## WORK TASK
Beginning with the line that holds "PR #21913, opened 2026-05-31" in the data below, give again every line through the one that holds "queries that exceed", exactly as written.

## Data entries
══════

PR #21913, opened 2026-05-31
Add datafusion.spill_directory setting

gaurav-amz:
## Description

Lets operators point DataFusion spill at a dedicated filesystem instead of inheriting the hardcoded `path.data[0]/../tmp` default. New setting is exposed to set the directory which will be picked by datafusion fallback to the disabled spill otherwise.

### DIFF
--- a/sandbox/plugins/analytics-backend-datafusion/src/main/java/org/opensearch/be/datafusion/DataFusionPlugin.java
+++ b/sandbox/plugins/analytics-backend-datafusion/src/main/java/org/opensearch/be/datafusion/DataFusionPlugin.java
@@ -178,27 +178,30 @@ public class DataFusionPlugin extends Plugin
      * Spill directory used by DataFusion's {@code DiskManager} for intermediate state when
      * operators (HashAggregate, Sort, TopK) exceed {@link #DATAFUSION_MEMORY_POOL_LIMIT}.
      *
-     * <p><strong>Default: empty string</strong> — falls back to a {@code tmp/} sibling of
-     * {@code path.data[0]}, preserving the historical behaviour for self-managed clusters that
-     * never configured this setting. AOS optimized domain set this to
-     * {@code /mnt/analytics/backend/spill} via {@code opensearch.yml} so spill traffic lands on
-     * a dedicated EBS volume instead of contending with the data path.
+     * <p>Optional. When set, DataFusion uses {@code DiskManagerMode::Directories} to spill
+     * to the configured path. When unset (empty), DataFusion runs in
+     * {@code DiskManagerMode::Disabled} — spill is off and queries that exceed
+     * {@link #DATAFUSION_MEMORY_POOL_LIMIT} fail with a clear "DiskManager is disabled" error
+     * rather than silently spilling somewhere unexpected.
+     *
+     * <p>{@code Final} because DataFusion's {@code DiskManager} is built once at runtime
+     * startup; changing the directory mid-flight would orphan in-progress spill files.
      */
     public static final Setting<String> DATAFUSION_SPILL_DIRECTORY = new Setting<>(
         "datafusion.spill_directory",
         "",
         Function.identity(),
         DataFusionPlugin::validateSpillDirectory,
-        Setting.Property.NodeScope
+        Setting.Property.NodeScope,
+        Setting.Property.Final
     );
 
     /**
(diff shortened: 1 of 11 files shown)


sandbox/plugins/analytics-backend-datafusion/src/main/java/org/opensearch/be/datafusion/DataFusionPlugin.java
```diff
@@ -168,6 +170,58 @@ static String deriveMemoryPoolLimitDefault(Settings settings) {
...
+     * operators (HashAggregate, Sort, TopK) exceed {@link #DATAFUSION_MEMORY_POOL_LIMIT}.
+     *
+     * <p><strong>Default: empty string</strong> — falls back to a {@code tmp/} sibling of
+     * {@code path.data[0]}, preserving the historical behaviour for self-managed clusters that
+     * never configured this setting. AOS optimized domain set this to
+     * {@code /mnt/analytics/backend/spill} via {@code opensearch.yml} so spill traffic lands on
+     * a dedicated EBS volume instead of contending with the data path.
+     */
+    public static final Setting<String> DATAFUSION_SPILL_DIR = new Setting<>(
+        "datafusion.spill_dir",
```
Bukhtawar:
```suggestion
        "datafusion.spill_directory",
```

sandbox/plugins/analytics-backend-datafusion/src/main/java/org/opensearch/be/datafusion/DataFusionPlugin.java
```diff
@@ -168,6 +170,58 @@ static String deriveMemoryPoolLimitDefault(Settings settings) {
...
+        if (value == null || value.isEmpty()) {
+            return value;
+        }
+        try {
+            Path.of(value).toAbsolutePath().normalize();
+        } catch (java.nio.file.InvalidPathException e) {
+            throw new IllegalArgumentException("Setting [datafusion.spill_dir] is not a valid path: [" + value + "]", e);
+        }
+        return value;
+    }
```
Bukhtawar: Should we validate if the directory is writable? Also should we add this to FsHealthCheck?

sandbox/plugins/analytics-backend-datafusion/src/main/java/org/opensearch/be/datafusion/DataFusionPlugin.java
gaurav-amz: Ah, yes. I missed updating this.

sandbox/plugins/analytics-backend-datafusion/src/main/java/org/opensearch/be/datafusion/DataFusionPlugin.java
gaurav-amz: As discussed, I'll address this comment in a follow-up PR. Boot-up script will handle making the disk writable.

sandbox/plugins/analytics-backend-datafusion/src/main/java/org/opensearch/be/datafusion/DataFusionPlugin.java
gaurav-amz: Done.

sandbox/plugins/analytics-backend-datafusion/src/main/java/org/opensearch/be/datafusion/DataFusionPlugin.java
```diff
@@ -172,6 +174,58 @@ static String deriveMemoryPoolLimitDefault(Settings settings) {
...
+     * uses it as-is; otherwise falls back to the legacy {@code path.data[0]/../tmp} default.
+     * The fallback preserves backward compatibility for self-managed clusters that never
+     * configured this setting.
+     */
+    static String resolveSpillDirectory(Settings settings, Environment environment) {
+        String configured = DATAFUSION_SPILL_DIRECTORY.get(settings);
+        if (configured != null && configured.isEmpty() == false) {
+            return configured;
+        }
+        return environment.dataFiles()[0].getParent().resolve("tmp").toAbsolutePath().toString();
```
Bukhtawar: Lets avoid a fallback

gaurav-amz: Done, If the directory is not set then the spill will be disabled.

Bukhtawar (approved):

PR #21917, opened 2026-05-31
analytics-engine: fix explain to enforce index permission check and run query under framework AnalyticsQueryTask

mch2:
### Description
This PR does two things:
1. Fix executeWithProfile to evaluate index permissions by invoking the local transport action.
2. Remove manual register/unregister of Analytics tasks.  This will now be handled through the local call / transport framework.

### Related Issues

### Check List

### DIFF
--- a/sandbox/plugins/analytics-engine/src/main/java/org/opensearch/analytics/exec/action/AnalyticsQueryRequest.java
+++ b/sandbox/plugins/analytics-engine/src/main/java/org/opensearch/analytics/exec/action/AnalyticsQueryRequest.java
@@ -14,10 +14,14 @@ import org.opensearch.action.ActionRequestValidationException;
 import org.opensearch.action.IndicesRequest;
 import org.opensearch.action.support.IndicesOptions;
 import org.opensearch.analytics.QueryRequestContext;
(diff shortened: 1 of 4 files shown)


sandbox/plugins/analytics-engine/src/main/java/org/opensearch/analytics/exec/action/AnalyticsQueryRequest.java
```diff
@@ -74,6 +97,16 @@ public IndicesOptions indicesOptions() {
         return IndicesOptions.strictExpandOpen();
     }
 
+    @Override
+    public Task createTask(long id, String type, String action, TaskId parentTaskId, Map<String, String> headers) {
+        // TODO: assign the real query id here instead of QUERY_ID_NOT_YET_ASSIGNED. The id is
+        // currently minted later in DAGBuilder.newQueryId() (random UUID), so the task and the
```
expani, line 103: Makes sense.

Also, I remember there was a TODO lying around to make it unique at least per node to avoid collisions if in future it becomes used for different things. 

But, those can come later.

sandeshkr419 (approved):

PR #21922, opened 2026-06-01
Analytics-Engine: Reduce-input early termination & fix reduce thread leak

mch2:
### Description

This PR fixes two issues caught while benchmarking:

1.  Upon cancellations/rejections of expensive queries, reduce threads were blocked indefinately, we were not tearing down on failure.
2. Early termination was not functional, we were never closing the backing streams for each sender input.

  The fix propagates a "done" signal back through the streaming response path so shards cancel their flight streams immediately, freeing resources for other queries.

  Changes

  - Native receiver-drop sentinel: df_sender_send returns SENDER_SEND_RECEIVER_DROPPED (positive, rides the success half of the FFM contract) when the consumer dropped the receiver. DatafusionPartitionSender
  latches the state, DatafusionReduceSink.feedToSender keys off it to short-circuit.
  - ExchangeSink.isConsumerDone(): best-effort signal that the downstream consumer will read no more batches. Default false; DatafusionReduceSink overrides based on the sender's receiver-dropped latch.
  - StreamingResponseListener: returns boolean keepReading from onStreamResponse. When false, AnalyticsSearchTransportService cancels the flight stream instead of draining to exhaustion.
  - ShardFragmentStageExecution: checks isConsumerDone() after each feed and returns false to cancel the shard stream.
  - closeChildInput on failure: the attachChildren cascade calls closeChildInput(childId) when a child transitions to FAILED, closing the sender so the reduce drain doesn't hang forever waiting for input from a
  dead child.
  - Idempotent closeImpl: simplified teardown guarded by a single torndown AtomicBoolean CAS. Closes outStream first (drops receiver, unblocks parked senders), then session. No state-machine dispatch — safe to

══════

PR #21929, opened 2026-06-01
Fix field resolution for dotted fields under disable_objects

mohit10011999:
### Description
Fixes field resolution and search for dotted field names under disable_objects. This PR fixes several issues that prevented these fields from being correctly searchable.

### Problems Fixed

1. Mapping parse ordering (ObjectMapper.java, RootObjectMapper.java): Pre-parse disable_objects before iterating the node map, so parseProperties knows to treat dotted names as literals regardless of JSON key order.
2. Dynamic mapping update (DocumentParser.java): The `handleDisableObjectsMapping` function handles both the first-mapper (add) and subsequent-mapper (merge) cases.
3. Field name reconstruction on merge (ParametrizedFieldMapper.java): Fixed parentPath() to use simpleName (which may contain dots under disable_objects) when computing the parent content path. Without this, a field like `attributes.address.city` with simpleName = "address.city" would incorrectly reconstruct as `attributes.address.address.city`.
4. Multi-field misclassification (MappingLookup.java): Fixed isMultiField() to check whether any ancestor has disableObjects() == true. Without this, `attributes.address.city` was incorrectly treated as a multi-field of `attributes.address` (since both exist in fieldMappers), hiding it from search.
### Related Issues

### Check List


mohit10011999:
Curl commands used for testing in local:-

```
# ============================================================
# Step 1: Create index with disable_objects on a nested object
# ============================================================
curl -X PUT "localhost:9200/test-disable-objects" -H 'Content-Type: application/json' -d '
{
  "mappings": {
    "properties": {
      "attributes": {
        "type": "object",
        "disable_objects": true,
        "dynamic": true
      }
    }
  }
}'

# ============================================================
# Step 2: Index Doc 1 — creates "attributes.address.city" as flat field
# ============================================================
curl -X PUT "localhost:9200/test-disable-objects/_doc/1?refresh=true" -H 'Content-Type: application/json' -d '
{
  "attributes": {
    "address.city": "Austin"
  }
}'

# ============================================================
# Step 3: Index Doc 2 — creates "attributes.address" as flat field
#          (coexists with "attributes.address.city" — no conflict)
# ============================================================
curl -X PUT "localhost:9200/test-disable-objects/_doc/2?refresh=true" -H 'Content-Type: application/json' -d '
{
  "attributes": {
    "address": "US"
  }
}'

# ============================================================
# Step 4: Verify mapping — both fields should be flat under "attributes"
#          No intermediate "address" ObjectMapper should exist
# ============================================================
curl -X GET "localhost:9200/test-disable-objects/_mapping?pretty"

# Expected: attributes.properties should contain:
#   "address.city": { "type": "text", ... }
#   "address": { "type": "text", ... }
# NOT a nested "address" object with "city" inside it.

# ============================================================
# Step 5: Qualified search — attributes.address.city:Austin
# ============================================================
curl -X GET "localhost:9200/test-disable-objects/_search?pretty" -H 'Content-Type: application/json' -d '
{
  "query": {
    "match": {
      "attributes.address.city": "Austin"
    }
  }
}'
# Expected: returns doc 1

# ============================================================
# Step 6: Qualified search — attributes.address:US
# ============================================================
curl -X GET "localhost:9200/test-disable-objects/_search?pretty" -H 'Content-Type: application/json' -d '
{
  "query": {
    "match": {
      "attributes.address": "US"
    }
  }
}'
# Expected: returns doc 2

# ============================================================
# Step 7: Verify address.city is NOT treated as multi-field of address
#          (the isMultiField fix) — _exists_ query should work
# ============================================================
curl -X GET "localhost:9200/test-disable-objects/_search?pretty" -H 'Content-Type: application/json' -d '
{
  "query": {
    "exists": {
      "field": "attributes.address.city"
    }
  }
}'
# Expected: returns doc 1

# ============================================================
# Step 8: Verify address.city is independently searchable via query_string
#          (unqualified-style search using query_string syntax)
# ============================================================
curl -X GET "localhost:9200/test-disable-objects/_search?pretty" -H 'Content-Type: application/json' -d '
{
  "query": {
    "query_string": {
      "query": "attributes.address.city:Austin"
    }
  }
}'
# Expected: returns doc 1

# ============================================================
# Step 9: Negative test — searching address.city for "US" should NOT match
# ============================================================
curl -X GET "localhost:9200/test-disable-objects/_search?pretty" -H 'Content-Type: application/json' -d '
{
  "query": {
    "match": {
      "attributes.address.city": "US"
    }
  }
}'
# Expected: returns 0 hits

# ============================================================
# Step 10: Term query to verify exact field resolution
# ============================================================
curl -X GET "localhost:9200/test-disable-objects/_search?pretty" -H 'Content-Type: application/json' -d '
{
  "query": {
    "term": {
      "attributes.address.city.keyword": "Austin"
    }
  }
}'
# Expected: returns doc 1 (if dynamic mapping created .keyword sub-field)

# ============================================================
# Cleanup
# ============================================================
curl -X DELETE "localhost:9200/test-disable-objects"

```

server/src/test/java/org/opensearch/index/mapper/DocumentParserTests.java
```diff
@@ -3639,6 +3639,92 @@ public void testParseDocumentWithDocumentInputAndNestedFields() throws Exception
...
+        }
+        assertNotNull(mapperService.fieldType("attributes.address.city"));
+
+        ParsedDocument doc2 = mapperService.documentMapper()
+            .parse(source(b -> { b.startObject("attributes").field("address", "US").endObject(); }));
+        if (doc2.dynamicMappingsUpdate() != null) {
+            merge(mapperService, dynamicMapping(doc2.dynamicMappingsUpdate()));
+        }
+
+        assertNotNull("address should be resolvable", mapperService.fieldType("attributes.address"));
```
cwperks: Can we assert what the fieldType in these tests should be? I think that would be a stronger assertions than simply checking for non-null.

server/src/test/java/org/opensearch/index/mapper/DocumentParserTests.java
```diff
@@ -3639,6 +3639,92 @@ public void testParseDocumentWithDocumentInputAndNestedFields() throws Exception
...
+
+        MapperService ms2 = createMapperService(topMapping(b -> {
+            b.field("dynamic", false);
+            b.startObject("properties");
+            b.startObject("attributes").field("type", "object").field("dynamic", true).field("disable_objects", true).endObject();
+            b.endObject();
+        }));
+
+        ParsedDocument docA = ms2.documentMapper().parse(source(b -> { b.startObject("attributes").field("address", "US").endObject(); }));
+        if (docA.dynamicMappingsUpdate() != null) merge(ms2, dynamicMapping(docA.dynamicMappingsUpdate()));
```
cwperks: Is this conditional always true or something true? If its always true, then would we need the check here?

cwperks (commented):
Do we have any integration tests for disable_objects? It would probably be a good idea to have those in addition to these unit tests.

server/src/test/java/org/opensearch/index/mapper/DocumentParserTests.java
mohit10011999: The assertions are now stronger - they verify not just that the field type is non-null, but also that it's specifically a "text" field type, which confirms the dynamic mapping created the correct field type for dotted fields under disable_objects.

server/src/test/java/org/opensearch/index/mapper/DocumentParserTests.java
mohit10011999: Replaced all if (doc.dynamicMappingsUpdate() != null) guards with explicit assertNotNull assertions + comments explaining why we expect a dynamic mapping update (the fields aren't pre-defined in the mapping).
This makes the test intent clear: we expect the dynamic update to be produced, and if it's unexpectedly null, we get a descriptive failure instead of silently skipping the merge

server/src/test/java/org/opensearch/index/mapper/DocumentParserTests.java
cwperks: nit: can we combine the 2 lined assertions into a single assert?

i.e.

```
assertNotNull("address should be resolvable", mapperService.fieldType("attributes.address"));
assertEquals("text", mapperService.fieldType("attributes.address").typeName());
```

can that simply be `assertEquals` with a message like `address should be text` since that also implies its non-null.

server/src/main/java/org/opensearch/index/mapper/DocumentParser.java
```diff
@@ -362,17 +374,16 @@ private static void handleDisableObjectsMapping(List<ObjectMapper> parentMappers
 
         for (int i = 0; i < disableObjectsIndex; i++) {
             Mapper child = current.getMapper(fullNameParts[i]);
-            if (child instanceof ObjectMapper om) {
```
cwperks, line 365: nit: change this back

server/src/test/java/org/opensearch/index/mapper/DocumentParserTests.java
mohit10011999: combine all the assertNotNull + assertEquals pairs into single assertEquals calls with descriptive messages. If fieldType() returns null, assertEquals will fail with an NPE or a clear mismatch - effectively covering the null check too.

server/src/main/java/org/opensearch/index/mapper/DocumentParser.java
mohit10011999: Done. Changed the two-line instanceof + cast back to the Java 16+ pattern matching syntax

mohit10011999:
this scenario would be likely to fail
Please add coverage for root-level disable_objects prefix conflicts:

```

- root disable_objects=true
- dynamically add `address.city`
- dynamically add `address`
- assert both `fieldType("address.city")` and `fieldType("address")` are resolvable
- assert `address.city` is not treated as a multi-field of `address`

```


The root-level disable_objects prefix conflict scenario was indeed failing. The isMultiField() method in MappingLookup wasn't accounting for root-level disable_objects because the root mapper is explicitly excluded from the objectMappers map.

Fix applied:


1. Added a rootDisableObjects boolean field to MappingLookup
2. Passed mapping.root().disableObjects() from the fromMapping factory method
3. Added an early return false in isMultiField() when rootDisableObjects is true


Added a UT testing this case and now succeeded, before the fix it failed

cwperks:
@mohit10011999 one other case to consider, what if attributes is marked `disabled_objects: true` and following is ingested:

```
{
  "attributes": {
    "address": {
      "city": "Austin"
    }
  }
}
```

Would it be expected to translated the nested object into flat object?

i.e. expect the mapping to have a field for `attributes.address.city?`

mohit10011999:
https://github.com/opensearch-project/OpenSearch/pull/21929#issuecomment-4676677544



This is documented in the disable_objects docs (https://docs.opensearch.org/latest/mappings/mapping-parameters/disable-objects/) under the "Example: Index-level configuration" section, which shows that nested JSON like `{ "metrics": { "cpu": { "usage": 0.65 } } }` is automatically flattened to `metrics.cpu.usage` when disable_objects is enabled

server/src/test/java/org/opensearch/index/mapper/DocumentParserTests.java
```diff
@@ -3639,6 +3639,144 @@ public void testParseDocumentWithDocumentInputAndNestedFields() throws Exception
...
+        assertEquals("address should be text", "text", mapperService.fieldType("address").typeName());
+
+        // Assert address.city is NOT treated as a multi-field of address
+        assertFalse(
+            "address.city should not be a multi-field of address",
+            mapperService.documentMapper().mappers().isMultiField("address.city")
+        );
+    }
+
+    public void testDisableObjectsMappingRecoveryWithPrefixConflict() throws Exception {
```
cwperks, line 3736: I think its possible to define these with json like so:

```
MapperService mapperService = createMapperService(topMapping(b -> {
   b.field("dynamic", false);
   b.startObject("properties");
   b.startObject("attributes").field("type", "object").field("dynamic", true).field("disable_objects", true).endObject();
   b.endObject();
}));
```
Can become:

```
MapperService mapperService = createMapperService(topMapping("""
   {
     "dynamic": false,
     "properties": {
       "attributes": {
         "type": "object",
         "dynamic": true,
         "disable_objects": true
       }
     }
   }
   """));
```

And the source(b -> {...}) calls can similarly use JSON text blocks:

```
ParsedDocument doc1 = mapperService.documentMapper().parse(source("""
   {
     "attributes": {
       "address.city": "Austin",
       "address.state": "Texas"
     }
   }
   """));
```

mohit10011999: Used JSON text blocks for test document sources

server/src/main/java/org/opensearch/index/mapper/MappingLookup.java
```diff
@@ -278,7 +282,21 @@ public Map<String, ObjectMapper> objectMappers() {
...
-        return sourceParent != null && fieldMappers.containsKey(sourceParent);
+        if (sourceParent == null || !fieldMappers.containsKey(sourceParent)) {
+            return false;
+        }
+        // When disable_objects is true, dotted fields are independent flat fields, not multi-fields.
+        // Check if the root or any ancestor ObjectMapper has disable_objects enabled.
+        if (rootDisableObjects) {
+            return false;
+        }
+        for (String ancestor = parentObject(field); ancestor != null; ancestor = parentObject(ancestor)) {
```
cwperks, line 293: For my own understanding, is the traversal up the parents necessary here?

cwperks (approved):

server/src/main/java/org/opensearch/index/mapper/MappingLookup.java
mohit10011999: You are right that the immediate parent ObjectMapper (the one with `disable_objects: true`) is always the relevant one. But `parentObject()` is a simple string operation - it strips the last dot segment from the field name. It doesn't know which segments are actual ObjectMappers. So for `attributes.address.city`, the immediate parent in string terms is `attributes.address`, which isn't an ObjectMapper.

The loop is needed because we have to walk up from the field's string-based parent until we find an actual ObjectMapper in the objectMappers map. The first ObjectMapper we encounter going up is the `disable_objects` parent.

══════

## EXERCISE OUTPUT
PR #21913, opened 2026-05-31
Add datafusion.spill_directory setting

gaurav-amz:
## Description

Lets operators point DataFusion spill at a dedicated filesystem instead of inheriting the hardcoded `path.data[0]/../tmp` default. New setting is exposed to set the directory which will be picked by datafusion fallback to the disabled spill otherwise.

### DIFF
--- a/sandbox/plugins/analytics-backend-datafusion/src/main/java/org/opensearch/be/datafusion/DataFusionPlugin.java
+++ b/sandbox/plugins/analytics-backend-datafusion/src/main/java/org/opensearch/be/datafusion/DataFusionPlugin.java
@@ -178,27 +178,30 @@ public class DataFusionPlugin extends Plugin
      * Spill directory used by DataFusion's {@code DiskManager} for intermediate state when
      * operators (HashAggregate, Sort, TopK) exceed {@link #DATAFUSION_MEMORY_POOL_LIMIT}.
      *
-     * <p><strong>Default: empty string</strong> — falls back to a {@code tmp/} sibling of
-     * {@code path.data[0]}, preserving the historical behaviour for self-managed clusters that
-     * never configured this setting. AOS optimized domain set this to
-     * {@code /mnt/analytics/backend/spill} via {@code opensearch.yml} so spill traffic lands on
-     * a dedicated EBS volume instead of contending with the data path.
+     * <p>Optional. When set, DataFusion uses {@code DiskManagerMode::Directories} to spill
+     * to the configured path. When unset (empty), DataFusion runs in
+     * {@code DiskManagerMode::Disabled} — spill is off and queries that exceed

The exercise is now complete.